Work to be completed >>
Search the records for the string "this", and show each line where it appears.

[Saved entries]
BEGIN

PR #2221, opened 2025-03-30
Don't require newline at end of file

plajjan:
There's lots of tools that strive to not write newlines at the end of a file. I have seen editors do this and lately I noticed AI agents produce files without a newline. The Acton parser throws an error at this, which seems excessive.. so now change that. The fix here is to just add a newline if one isn't present. That's a little hacky but simpler than changing parsing rules. I can't really see any drawbacks to this.


plajjan:
@nordlander PTAL

PR #2225, opened 2025-04-03
Expand acton unit test suite

plajjan:
I have expanded the unit test suite for the acton compiler library. The purpose at this point is to show what the concept can look like. We use plain Acton program source as input and then run that through the compiler steps up to the and including the compiler we want to test, in this case the CPS pass. We golden test both the input to the CPS pass as well as the output. This way, it is easy to notice if there are changes in previous passes that affect the output or if there are changes in the particular pass we want to test.

The cps_volatiles test is probably quite a poor test to apply like this, but it's really just a placeholder. We should add in other tests.

I have opted to use a single large test file, ActonSpec.hs. We don't have enough tests at the moment or in the near future to warrant any sort of split and I don't think it is obvious what such a split should look like. I can imagine cases when we want to group related tests and those could be grouped along a number of imaginable lines.


plajjan:
@nordlander ok, I'm pretty happy with this now. PTAL, what do you think?

PR #149, opened 2016-02-17
Make it optional to include params in dataset info

maffoo:


joshm-3b6b58:
I don't really understand what's happenening here. Is this about displaying the dataset parameters? When I click a dataset, the parameters will show up on the right hand side for a split second before page plot renders on top of everything.

maffoo:
@joshmutus, the goal here is to make it possible to fetch dataset info with or without params. I've now fixed the event handling issue so that when we go render a dataset we don't needlessly fetch the params anyway.

joshm-3b6b58:
LGTM

PR #150, opened 2016-02-17
Display cursor coords when mousing over plots.

### LINKED ISSUE #144: Grapher: Possible to add coordinates at cursor?
The old Grapher displays the coordinates at the cursor and updates such coordinates as the cursor is moved. When trying to manually select an operation point, this can be useful. Is this even possible?

maffoo:
Fixes #144


jwenner:
This functionality works well on matrix-reloaded. This, as far as the functionality, LGTM assuming that this PR is the same as that on matrix-reloaded vis-a-vis this feature.

What documentation is considered appropriate for HTML and typescript? Since you don't have any code documentation here. So unless this is typical and considered appropriate, "looks bad to me" relative to docstrings.

client-js/app/elements/labrad-plot.ts
```diff
@@ -95,6 +95,9 @@ export class Plot extends polymer.Base {
   @property({type: Number, value: 0})
   numIndeps: number;
 
+  @property({type: String, value: ''})
+  currPos: string;
```
joshm-3b6b58, line 99: Why make this a string?

client-js/app/elements/labrad-plot.html
```diff
@@ -26,6 +33,7 @@
   </style>
   <template>
     <div id="plot"></div>
+    <div id="pos">{{currPos}}</div>
```
joshm-3b6b58: It's a bit strange to me for `currPos` to also include the text ``current position:`

Probably splitting hairs here but the way that seems natural to me is to write this as:

```
<div id="pos">The current position is: <span>{{currPos}}</span></div>
```

and have currPos just be numbers. I guess there aren't tuples in ts so you might have to do currX and currY, which is even more verbose.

END

Task answer >>
There's lots of tools that strive to not write newlines at the end of a file. I have seen editors do this and lately I noticed AI agents produce files without a newline. The Acton parser throws an error at this, which seems excessive.. so now change that. The fix here is to just add a newline if one isn't present. That's a little hacky but simpler than changing parsing rules. I can't really see any drawbacks to this.
I have expanded the unit test suite for the acton compiler library. The purpose at this point is to show what the concept can look like. We use plain Acton program source as input and then run that through the compiler steps up to the and including the compiler we want to test, in this case the CPS pass. We golden test both the input to the CPS pass as well as the output. This way, it is easy to notice if there are changes in previous passes that affect the output or if there are changes in the particular pass we want to test.
The cps_volatiles test is probably quite a poor test to apply like this, but it's really just a placeholder. We should add in other tests.
@nordlander ok, I'm pretty happy with this now. PTAL, what do you think?
I don't really understand what's happenening here. Is this about displaying the dataset parameters? When I click a dataset, the parameters will show up on the right hand side for a split second before page plot renders on top of everything.
The old Grapher displays the coordinates at the cursor and updates such coordinates as the cursor is moved. When trying to manually select an operation point, this can be useful. Is this even possible?
This functionality works well on matrix-reloaded. This, as far as the functionality, LGTM assuming that this PR is the same as that on matrix-reloaded vis-a-vis this feature.
What documentation is considered appropriate for HTML and typescript? Since you don't have any code documentation here. So unless this is typical and considered appropriate, "looks bad to me" relative to docstrings.
joshm-3b6b58, line 99: Why make this a string?
Probably splitting hairs here but the way that seems natural to me is to write this as:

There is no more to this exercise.